▶ **What you should do**: Retype the entries below without any change.

--- Data for analysis Enclosed Below ---

PR #2612, opened 2026-08-22
fix(transforms): the re-validation probe records every read a verdict can make

cagataycali:
## Problem

`DatasetTransform.transform` may report a run as gated only if the deterministic verdict it ran actually read an `observation.images.*` column - contract item 1 holds every other column byte-identical between a source episode and its variants, so a verdict that read none of them returns the same answer on all of them and cannot flip. It answers that question by wrapping the source episode in `_KeyRecordingEpisode` and asking afterwards which keys the verdict consulted.

The probe intercepted **6 of `dict`'s 12 value-bearing read paths**. A verdict that copied the mapping before reading it - the ordinary defensive copy a caller makes when it will not mutate a mapping it was handed - received every pixel value and was recorded as having read none:

| how the verdict reads the column | pixel values received | recorded (before) |
|---|---|---|
| `episode[key]`, `get`, `items`, `values`, `==`, `!=` | yes | yes |
| `dict(episode)` | yes | **no** |
| `{**episode}` | yes | **no** |
| `episode.copy()` | yes | **no** |
| `episode \| {}`, `{} \| episode` | yes | **no** |
| `pop`, `popitem`, `setdefault` | yes | **no** |

Driving the real transform with one predicate - `mean pixel < 50` - spelled five ways over the same recorded dataset, with a shift that flips it:

| verdict spelling | `revalidated` | `episodes_discarded` |
|---|---|---|
| `episode["observation.images.cam"]` | `True` | 1 |
| `dict(episode)[...]` | **`False`** | 1 |
| `{**episode}[...]` | **`False`** | 1 |
| `episode.copy()[...]` | **`False`** | 1 |
| `(episode \| {})[...]` | **`False`** | 1 |
| `episode["observation.state"]` (genuinely pixel-blind) | `False` | 0 |

The four middle rows contradict themselves in one payload. `episodes_discarded=1` is a measurement that the verdict answered differently on a generated variant than on its source, and it is printed beside:

> `discarded 1 on the re-validation gate (revalidate consulted no observation.images.* column on source episode(s) [0] - every non-image column passes through byte-identical, so this verdict cannot flip and the output was NOT gated)`

So the gate fired, and the run told the caller it could not.

## Change

Recording now covers every `dict` member that can hand a stored value to a caller, on the rule the class already stated for `items()` / `values()` / `==`:

- a **bulk** read (`items`, `values`, `==`, `!=`, `copy`, `|`) records every key - the verdict received every column's value, so accusing it of reading no pixels would be the false refusal;
- a **keyed** read (`[]`, `get`, `pop`, `popitem`, `setdefault`) records that key;
- a read that reaches **no value** (`keys()`, iterating keys, `in`, `len()`) records nothing, so a genuinely pixel-blind verdict is still reported as ungated. A false record would claim a gate the verdict never applied, which is the over-claiming direction.

The four-times-repeated bulk rule becomes one named `_record_every_key`, since it would otherwise appear seven times.

`dict(episode)` and `{**episode}` are reached by overriding `__iter__`. It records nothing itself - iteration yields keys, never values - but CPython performs those two merges by reading the C table directly, invisibly to `__getitem__`, and takes that fast path only while `tp_iter` is `dict.__iter__`. Overriding it routes both spellings through `keys()` and `__getitem__` per key instead. That is an interpreter detail, so it is pinned behaviourally rather than assumed: `copy()` / `|` are also overridden explicitly, which leaves only those two spellings depending on the merge route, and if a future interpreter merges some other way the totality tests fail loudly instead of the probe quietly returning to under-reporting. Verified on CPython 3.12.3 and 3.13.12 (`requires-python = ">=3.12"`).

## Scope

Only the measurement changes. Which episodes are generated, discarded and written is untouched - the discard comparison already ran on the raw generated mapping - and the probe stays a transparent stand-in for the episode dict: still a `dict`, still comparing by episode contents, still unhashable - asserted as parity with `dict` through `collections.abc.Hashable` rather than by calling `hash()`, which states the contract directly and keeps the deliberate refusal out of CodeQL's `py/hash-unhashable-value` - and `copy()` / `|` still return a plain `dict` exactly as they do for any other `dict` subclass.

`__repr__` is deliberately **not** recorded, with the reason stated where the classification lives: it is a formatted rendering rather than a value handed to the caller, and recording on it would let an unrelated debug log of the episode claim the gate.

## Tests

--- End of Enclosed Data for analysis ---

▶ **Output for this exercise**:
PR #2612, opened 2026-08-22
fix(transforms): the re-validation probe records every read a verdict can make

cagataycali:
## Problem

`DatasetTransform.transform` may report a run as gated only if the deterministic verdict it ran actually read an `observation.images.*` column - contract item 1 holds every other column byte-identical between a source episode and its variants, so a verdict that read none of them returns the same answer on all of them and cannot flip. It answers that question by wrapping the source episode in `_KeyRecordingEpisode` and asking afterwards which keys the verdict consulted.

The probe intercepted **6 of `dict`'s 12 value-bearing read paths**. A verdict that copied the mapping before reading it - the ordinary defensive copy a caller makes when it will not mutate a mapping it was handed - received every pixel value and was recorded as having read none:

| how the verdict reads the column | pixel values received | recorded (before) |
|---|---|---|
| `episode[key]`, `get`, `items`, `values`, `==`, `!=` | yes | yes |
| `dict(episode)` | yes | **no** |
| `{**episode}` | yes | **no** |
| `episode.copy()` | yes | **no** |
| `episode \| {}`, `{} \| episode` | yes | **no** |
| `pop`, `popitem`, `setdefault` | yes | **no** |

Driving the real transform with one predicate - `mean pixel < 50` - spelled five ways over the same recorded dataset, with a shift that flips it:

| verdict spelling | `revalidated` | `episodes_discarded` |
|---|---|---|
| `episode["observation.images.cam"]` | `True` | 1 |
| `dict(episode)[...]` | **`False`** | 1 |
| `{**episode}[...]` | **`False`** | 1 |
| `episode.copy()[...]` | **`False`** | 1 |
| `(episode \| {})[...]` | **`False`** | 1 |
| `episode["observation.state"]` (genuinely pixel-blind) | `False` | 0 |

The four middle rows contradict themselves in one payload. `episodes_discarded=1` is a measurement that the verdict answered differently on a generated variant than on its source, and it is printed beside:

> `discarded 1 on the re-validation gate (revalidate consulted no observation.images.* column on source episode(s) [0] - every non-image column passes through byte-identical, so this verdict cannot flip and the output was NOT gated)`

So the gate fired, and the run told the caller it could not.

## Change

Recording now covers every `dict` member that can hand a stored value to a caller, on the rule the class already stated for `items()` / `values()` / `==`:

- a **bulk** read (`items`, `values`, `==`, `!=`, `copy`, `|`) records every key - the verdict received every column's value, so accusing it of reading no pixels would be the false refusal;
- a **keyed** read (`[]`, `get`, `pop`, `popitem`, `setdefault`) records that key;
- a read that reaches **no value** (`keys()`, iterating keys, `in`, `len()`) records nothing, so a genuinely pixel-blind verdict is still reported as ungated. A false record would claim a gate the verdict never applied, which is the over-claiming direction.

The four-times-repeated bulk rule becomes one named `_record_every_key`, since it would otherwise appear seven times.

`dict(episode)` and `{**episode}` are reached by overriding `__iter__`. It records nothing itself - iteration yields keys, never values - but CPython performs those two merges by reading the C table directly, invisibly to `__getitem__`, and takes that fast path only while `tp_iter` is `dict.__iter__`. Overriding it routes both spellings through `keys()` and `__getitem__` per key instead. That is an interpreter detail, so it is pinned behaviourally rather than assumed: `copy()` / `|` are also overridden explicitly, which leaves only those two spellings depending on the merge route, and if a future interpreter merges some other way the totality tests fail loudly instead of the probe quietly returning to under-reporting. Verified on CPython 3.12.3 and 3.13.12 (`requires-python = ">=3.12"`).

## Scope

Only the measurement changes. Which episodes are generated, discarded and written is untouched - the discard comparison already ran on the raw generated mapping - and the probe stays a transparent stand-in for the episode dict: still a `dict`, still comparing by episode contents, still unhashable - asserted as parity with `dict` through `collections.abc.Hashable` rather than by calling `hash()`, which states the contract directly and keeps the deliberate refusal out of CodeQL's `py/hash-unhashable-value` - and `copy()` / `|` still return a plain `dict` exactly as they do for any other `dict` subclass.

`__repr__` is deliberately **not** recorded, with the reason stated where the classification lives: it is a formatted rendering rather than a value handed to the caller, and recording on it would let an unrelated debug log of the episode claim the gate.

## Tests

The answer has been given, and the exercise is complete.